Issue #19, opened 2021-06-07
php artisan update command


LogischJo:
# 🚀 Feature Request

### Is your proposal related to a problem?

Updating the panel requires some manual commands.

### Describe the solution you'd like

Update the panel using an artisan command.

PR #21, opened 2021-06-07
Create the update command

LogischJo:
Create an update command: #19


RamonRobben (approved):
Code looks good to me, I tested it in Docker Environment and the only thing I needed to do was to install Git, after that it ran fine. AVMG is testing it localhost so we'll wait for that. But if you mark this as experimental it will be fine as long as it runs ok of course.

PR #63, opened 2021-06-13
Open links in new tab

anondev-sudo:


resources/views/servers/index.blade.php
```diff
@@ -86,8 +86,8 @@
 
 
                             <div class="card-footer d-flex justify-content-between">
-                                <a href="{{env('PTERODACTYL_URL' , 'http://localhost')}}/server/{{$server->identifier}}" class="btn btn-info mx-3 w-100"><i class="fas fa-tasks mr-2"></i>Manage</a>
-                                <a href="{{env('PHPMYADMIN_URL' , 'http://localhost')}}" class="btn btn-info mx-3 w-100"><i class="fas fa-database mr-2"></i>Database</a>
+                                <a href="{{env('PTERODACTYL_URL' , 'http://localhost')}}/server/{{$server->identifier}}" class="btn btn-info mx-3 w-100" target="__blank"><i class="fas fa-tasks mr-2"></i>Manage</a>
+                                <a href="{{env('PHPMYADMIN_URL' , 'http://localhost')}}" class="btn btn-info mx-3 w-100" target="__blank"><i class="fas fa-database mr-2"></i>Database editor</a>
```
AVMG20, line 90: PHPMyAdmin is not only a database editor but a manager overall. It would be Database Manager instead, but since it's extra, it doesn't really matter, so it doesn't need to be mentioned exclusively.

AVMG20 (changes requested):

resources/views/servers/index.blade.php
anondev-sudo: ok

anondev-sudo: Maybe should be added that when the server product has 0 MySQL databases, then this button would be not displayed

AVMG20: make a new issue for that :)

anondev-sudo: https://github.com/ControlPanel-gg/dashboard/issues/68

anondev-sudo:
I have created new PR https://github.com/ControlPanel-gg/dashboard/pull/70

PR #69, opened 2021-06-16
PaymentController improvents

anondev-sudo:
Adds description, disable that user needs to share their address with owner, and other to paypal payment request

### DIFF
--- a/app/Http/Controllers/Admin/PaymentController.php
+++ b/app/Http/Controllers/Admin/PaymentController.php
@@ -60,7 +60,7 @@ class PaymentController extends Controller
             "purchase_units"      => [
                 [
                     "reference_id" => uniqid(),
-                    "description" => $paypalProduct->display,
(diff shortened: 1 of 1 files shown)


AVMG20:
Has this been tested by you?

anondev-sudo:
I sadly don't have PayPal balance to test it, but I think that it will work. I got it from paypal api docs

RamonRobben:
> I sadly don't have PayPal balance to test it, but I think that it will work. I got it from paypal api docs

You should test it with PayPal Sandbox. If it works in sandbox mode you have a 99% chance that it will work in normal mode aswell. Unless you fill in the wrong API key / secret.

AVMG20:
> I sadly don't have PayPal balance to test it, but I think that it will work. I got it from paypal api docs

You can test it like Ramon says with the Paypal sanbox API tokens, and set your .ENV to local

********************

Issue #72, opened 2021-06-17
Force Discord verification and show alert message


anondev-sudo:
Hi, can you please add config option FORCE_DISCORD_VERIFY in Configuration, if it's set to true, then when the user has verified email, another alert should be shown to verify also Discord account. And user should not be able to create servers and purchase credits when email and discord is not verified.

********************

_Exercise brief:_ Only the lines above starting with the one with "--- a/app/Http/Controllers/Admin/PaymentController.php" and going through the one with "You can test" are to be copied, word for word and with both ends kept.

_Solution to the exercise:_
--- a/app/Http/Controllers/Admin/PaymentController.php
+++ b/app/Http/Controllers/Admin/PaymentController.php
@@ -60,7 +60,7 @@ class PaymentController extends Controller
             "purchase_units"      => [
                 [
                     "reference_id" => uniqid(),
-                    "description" => $paypalProduct->display,
(diff shortened: 1 of 1 files shown)


AVMG20:
Has this been tested by you?

anondev-sudo:
I sadly don't have PayPal balance to test it, but I think that it will work. I got it from paypal api docs

RamonRobben:
> I sadly don't have PayPal balance to test it, but I think that it will work. I got it from paypal api docs

You should test it with PayPal Sandbox. If it works in sandbox mode you have a 99% chance that it will work in normal mode aswell. Unless you fill in the wrong API key / secret.

AVMG20:
> I sadly don't have PayPal balance to test it, but I think that it will work. I got it from paypal api docs

You can test it like Ramon says with the Paypal sanbox API tokens, and set your .ENV to local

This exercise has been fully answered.